Print each line from the start of the records below up through the line where "- we make the" is found, exactly as given.

(Stored data entries)
+===+
PR #539, opened 2022-12-05
Update management of `in_flight` bytes in http_plugin

### LINKED ISSUE #488: http_plugin track bytes in flight decrements before http processing complete
Currently a RAII object `in_flight` is created to track bytes in flight in the http_plugin. This object is destroyed and it decrements the bytes in flight when the `send_response` is called. However, `send_response` does an `async_write`, so the decrement is likely before the data is actually sent and the http session is complete. 
The corresponding `requests_in_flight` is tracked in the construction/destruction of the `beast_http_session`.
Seems like we could move the tracking of the bytes to the lifetime of the `beast_http_session` OR modify `send_response` so it can be given a lambda to call when the actual `async_write` is complete and destroy the `in_flight` at that time.

greg7mdp:
This PR resolves #488.

Management of maximum `in_flight` bytes is updated:
- we remove the overly complicated `in_flight` struct which was not necessary. As a consequence we also don't allocate memory for it via make_shared.
- we make the `verify_max_bytes_in_flight` and `verify_max_requests_in_flight` pure verification functions, returning an error string in case of excess, and add a `send_busy_response` function to send the error response.
- when `max_bytes_in_flight` is exceeded, it means that we are processing incoming requests and enqueuing them via `http::async_write` faster than they can be written. As a result we want to stop enqueuing new writes using `send_response`. 

I have checked that the two http unit tests pass (see below), and also some basic calls using curl:

```
ctest -R http                                                                                       26s 
Test project /home/greg/github/enf/leap/build_debug
    Start 2043: http_plugin_test
1/2 Test #2043: http_plugin_test .................   Passed    5.28 sec
    Start 2044: plugin_http_api_test
2/2 Test #2044: plugin_http_api_test .............   Passed   21.45 sec

100% tests passed, 0 tests failed out of 2
```

```
~/github/enf/leap/build_debug greg7mdp/GH-488_bytes_in_flight !3 ?5 ❯ curl http://127.0.0.1:8888/v1/chain/                                                                    
{"code":404,"message":"Not Found","error":{"code":0,"name":"exception","what":"unspecified","details":[{"message":"Unknown Endpoint","file":"beast_http_session.hpp","line_number":160,"method":"handle_request"}]}}%  

~/github/enf/leap/build_debug greg7mdp/GH-488_bytes_in_flight !3 ?5 ❯ curl http://127.0.0.1:8888/v1/chain/get_info                                                            
{"server_version":"013bbea3","chain_id":"8a34ec7df1b8cd06ff4a8abbaa7cc50300823350cadc59ab296cb00d104d2b8f","head_block_num":38,"last_irreversible_block_num":37,"last_irreversible_block_id":"00000025b42cb1d0b3c146b4534779f269b75cd00ab1f624b16296d7f7ef1cd9","head_block_id":"0000002695635bab48a6d6c778e3d5892150b32b231b814a8c187d5dbeef22eb","head_block_time":"2022-12-05T18:49:20.500","head_block_producer":"eosio","virtual_block_cpu_limit":207526,"virtual_block_net_limit":1088100,"block_cpu_limit":199900,"block_net_limit":1048576,"server_version_string":"v4.0.0-dev","fork_db_head_block_num":38,"fork_db_head_block_id":"0000002695635bab48a6d6c778e3d5892150b32b231b814a8c187d5dbeef22eb","server_full_version_string":"v4.0.0-dev-013bbea3d918382edda60292f6c5cca8952d7a14-dirty","total_cpu_weight":0,"total_net_weight":0,"earliest_available_block_num":1,"last_irreversible_block_time":"2022-12-05T18:49:20.000"}%
```

### DIFF
--- a/plugins/http_plugin/http_plugin.cpp
+++ b/plugins/http_plugin/http_plugin.cpp
@@ -88,22 +88,22 @@ class http_plugin_impl : public std::enable_shared_from_this<http_plugin_impl> {
             auto next_ptr = std::make_shared<url_handler>(std::move(next));
             return [my=std::move(my), priority, next_ptr=std::move(next_ptr)]
                        ( detail::abstract_conn_ptr conn, string r, string b, url_response_callback then ) {
-               auto tracked_b = make_in_flight(b, my->plugin_state);
+               auto tracked_b = make_in_flight(std::move(b), my->plugin_state);
                if (!conn->verify_max_bytes_in_flight()) {
                   return;
                }
 
-               url_response_callback wrapped_then = [tracked_b = std::move(tracked_b), then=std::move(then)](int code, const fc::time_point& deadline, std::optional<fc::variant> resp) {
+               url_response_callback wrapped_then = [tracked_b, then=std::move(then)](int code, const fc::time_point& deadline, std::optional<fc::variant> resp) {
                   then(code, deadline, std::move(resp));
                };
 
                // post to the app thread taking shared ownership of next (via std::shared_ptr),
                // sole ownership of the tracked body and the passed in parameters
-               app().post( priority, [next_ptr, conn=std::move(conn), r=std::move(r), b=std::move(b), wrapped_then=std::move(wrapped_then)]() mutable {
+               app().post( priority, [next_ptr, conn=std::move(conn), r=std::move(r), tracked_b, wrapped_then=std::move(wrapped_then)]() mutable {
                   try {
                      if( app().is_quiting() ) return; // http_plugin shutting down, do not call callback
                      // call the `next` url_handler and wrap the response handler
-                     (*next_ptr)( std::move(r), std::move(b), std::move(wrapped_then)) ;
+                     (*next_ptr)( std::move( r ), std::move(tracked_b->obj()), std::move(wrapped_then)) ;
                   } catch( ... ) {
                      conn->handle_exception();
                   }
--- a/plugins/http_plugin/http_plugin.cpp
+++ b/plugins/http_plugin/http_plugin.cpp
@@ -88,22 +88,22 @@ class http_plugin_impl : public std::enable_shared_from_this<http_plugin_impl> {
             auto next_ptr = std::make_shared<url_handler>(std::move(next));
             return [my=std::move(my), priority, next_ptr=std::move(next_ptr)]
                        ( detail::abstract_conn_ptr conn, string r, string b, url_response_callback then ) {
-               auto tracked_b = make_in_flight<string>(std::move(b), my->plugin_state);
+               auto tracked_b = make_in_flight(b, my->plugin_state);
                if (!conn->verify_max_bytes_in_flight()) {
                   return;
                }
 
-               url_response_callback wrapped_then = [tracked_b, then=std::move(then)](int code, const fc::time_point& deadline, std::optional<fc::variant> resp) {
+               url_response_callback wrapped_then = [tracked_b = std::move(tracked_b), then=std::move(then)](int code, const fc::time_point& deadline, std::optional<fc::variant> resp) {
                   then(code, deadline, std::move(resp));
                };
 
                // post to the app thread taking shared ownership of next (via std::shared_ptr),
                // sole ownership of the tracked body and the passed in parameters
-               app().post( priority, [next_ptr, conn=std::move(conn), r=std::move(r), tracked_b, wrapped_then=std::move(wrapped_then)]() mutable {
+               app().post( priority, [next_ptr, conn=std::move(conn), r=std::move(r), b=std::move(b), wrapped_then=std::move(wrapped_then)]() mutable {
                   try {
                      if( app().is_quiting() ) return; // http_plugin shutting down, do not call callback
                      // call the `next` url_handler and wrap the response handler
-                     (*next_ptr)( std::move( r ), std::move(tracked_b->obj()), std::move(wrapped_then)) ;
+                     (*next_ptr)( std::move(r), std::move(b), std::move(wrapped_then)) ;
                   } catch( ... ) {
                      conn->handle_exception();
                   }
--- a/plugins/http_plugin/http_plugin.cpp
+++ b/plugins/http_plugin/http_plugin.cpp
@@ -88,22 +88,21 @@ class http_plugin_impl : public std::enable_shared_from_this<http_plugin_impl> {
             auto next_ptr = std::make_shared<url_handler>(std::move(next));
             return [my=std::move(my), priority, next_ptr=std::move(next_ptr)]
                        ( detail::abstract_conn_ptr conn, string r, string b, url_response_callback then ) {
-               auto tracked_b = make_in_flight(std::move(b), my->plugin_state);
-               if (!conn->verify_max_bytes_in_flight()) {
+               if (!conn->verify_max_bytes_in_flight(b.size())) {
                   return;
                }
 
-               url_response_callback wrapped_then = [tracked_b, then=std::move(then)](int code, const fc::time_point& deadline, std::optional<fc::variant> resp) {
+               url_response_callback wrapped_then = [then=std::move(then)](int code, const fc::time_point& deadline, std::optional<fc::variant> resp) {
                   then(code, deadline, std::move(resp));
                };
 
                // post to the app thread taking shared ownership of next (via std::shared_ptr),
                // sole ownership of the tracked body and the passed in parameters
-               app().post( priority, [next_ptr, conn=std::move(conn), r=std::move(r), tracked_b, wrapped_then=std::move(wrapped_then)]() mutable {
+               app().post( priority, [next_ptr, conn=std::move(conn), r=std::move(r), b = std::move(b), wrapped_then=std::move(wrapped_then)]() mutable {
                   try {
                      if( app().is_quiting() ) return; // http_plugin shutting down, do not call callback
                      // call the `next` url_handler and wrap the response handler
-                     (*next_ptr)( std::move( r ), std::move(tracked_b->obj()), std::move(wrapped_then)) ;
+                     (*next_ptr)( std::move( r ), std::move(b), std::move(wrapped_then)) ;
                   } catch( ... ) {
                      conn->handle_exception();
                   }
--- a/plugins/http_plugin/http_plugin.cpp
+++ b/plugins/http_plugin/http_plugin.cpp
@@ -88,7 +88,8 @@ class http_plugin_impl : public std::enable_shared_from_this<http_plugin_impl> {
             auto next_ptr = std::make_shared<url_handler>(std::move(next));
             return [my=std::move(my), priority, next_ptr=std::move(next_ptr)]
                        ( detail::abstract_conn_ptr conn, string r, string b, url_response_callback then ) {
+===+
◆ ANSWER BOX
PR #539, opened 2022-12-05
Update management of `in_flight` bytes in http_plugin

### LINKED ISSUE #488: http_plugin track bytes in flight decrements before http processing complete
Currently a RAII object `in_flight` is created to track bytes in flight in the http_plugin. This object is destroyed and it decrements the bytes in flight when the `send_response` is called. However, `send_response` does an `async_write`, so the decrement is likely before the data is actually sent and the http session is complete. 
The corresponding `requests_in_flight` is tracked in the construction/destruction of the `beast_http_session`.
Seems like we could move the tracking of the bytes to the lifetime of the `beast_http_session` OR modify `send_response` so it can be given a lambda to call when the actual `async_write` is complete and destroy the `in_flight` at that time.

greg7mdp:
This PR resolves #488.

Management of maximum `in_flight` bytes is updated:
- we remove the overly complicated `in_flight` struct which was not necessary. As a consequence we also don't allocate memory for it via make_shared.
- we make the `verify_max_bytes_in_flight` and `verify_max_requests_in_flight` pure verification functions, returning an error string in case of excess, and add a `send_busy_response` function to send the error response.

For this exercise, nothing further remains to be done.